Problem to work on. All entries that follow are to be written out verbatim.

Data section.
PR #623, opened 2026-07-10
RFC: CMake improvements for windows builds

mlauss2:
To make cmake build possible on windows:

- use cmake to fetch and build SDL2, SDL2_image if necessary
- use cmake to fetch and build ogg, vorbis if necessary.
  - for theora, because it does not support cmake, use vcpkg on visual studio to fetch it, or rely on availability of the host library on linux/osx.

I've tested this on linux and works pretty well:  If SDL2/SDL2 image are available on the host, they are dynamically linked, otherwise as part of the build step, they are built and statically linked into the executable.  Same for Ogg and Vorbis.
Theora however is difficult. It does not support cmake, just Makefiles and an old visual studio .dsp file.
vcpkg could be used to have it fetched and built before the main application link step.  That is what I opted for here.

Lacking a windows machine atm, I haven't tried to build this with visual studio though.

### DIFF
--- a/CMakeLists.txt
+++ b/CMakeLists.txt
@@ -1,5 +1,6 @@
-cmake_minimum_required(VERSION 3.12 FATAL_ERROR)
+cmake_minimum_required(VERSION 3.24 FATAL_ERROR)
 include(CheckCXXCompilerFlag)
+include(FetchContent)
 
 set(CMAKE_DISABLE_SOURCE_CHANGES ON)
 set(CMAKE_DISABLE_IN_SOURCE_BUILD ON)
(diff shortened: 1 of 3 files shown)


mlauss2:
So I got VS to run the build, but it stops at paths.cpp since CMake for some reason configures windows builds for wide chars (i.e. 'char *' is a LPWSTR instead of LPSTR), and I've hit a wall there.
Apart from this it looks fine: sdl2/sdl2image/libremidi/ogg/vorbis all built successfully.

ifeldshteyn:
> So I got VS to run the build, but it stops at paths.cpp since CMake for some reason configures windows builds for wide chars (i.e. 'char *' is a LPWSTR instead of LPSTR), and I've hit a wall there. Apart from this it looks fine: sdl2/sdl2image/libremidi/ogg/vorbis all built successfully.

The encodings are handled in TFE_System/utf8.cpp - please take a look there. I do have bespoke fixes for certain characters (Ex: trademark symbol) and it should be possible to make fixes for widechars if necessary.

mlauss2:
I got it to build now, since some of the Windows api calls were already using the A variant, I just changed all invocations to A.  Now I need to resolve a link failure and it's good to go.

Written response.
PR #623, opened 2026-07-10
RFC: CMake improvements for windows builds

mlauss2:
To make cmake build possible on windows:

- use cmake to fetch and build SDL2, SDL2_image if necessary
- use cmake to fetch and build ogg, vorbis if necessary.
  - for theora, because it does not support cmake, use vcpkg on visual studio to fetch it, or rely on availability of the host library on linux/osx.

I've tested this on linux and works pretty well:  If SDL2/SDL2 image are available on the host, they are dynamically linked, otherwise as part of the build step, they are built and statically linked into the executable.  Same for Ogg and Vorbis.
Theora however is difficult. It does not support cmake, just Makefiles and an old visual studio .dsp file.
vcpkg could be used to have it fetched and built before the main application link step.  That is what I opted for here.

Lacking a windows machine atm, I haven't tried to build this with visual studio though.

### DIFF
--- a/CMakeLists.txt
+++ b/CMakeLists.txt
@@ -1,5 +1,6 @@
-cmake_minimum_required(VERSION 3.12 FATAL_ERROR)
+cmake_minimum_required(VERSION 3.24 FATAL_ERROR)
 include(CheckCXXCompilerFlag)
+include(FetchContent)
 
 set(CMAKE_DISABLE_SOURCE_CHANGES ON)
 set(CMAKE_DISABLE_IN_SOURCE_BUILD ON)
(diff shortened: 1 of 3 files shown)


mlauss2:
So I got VS to run the build, but it stops at paths.cpp since CMake for some reason configures windows builds for wide chars (i.e. 'char *' is a LPWSTR instead of LPSTR), and I've hit a wall there.
Apart from this it looks fine: sdl2/sdl2image/libremidi/ogg/vorbis all built successfully.

ifeldshteyn:
> So I got VS to run the build, but it stops at paths.cpp since CMake for some reason configures windows builds for wide chars (i.e. 'char *' is a LPWSTR instead of LPSTR), and I've hit a wall there. Apart from this it looks fine: sdl2/sdl2image/libremidi/ogg/vorbis all built successfully.

The encodings are handled in TFE_System/utf8.cpp - please take a look there. I do have bespoke fixes for certain characters (Ex: trademark symbol) and it should be possible to make fixes for widechars if necessary.

mlauss2:
I got it to build now, since some of the Windows api calls were already using the A variant, I just changed all invocations to A.  Now I need to resolve a link failure and it's good to go.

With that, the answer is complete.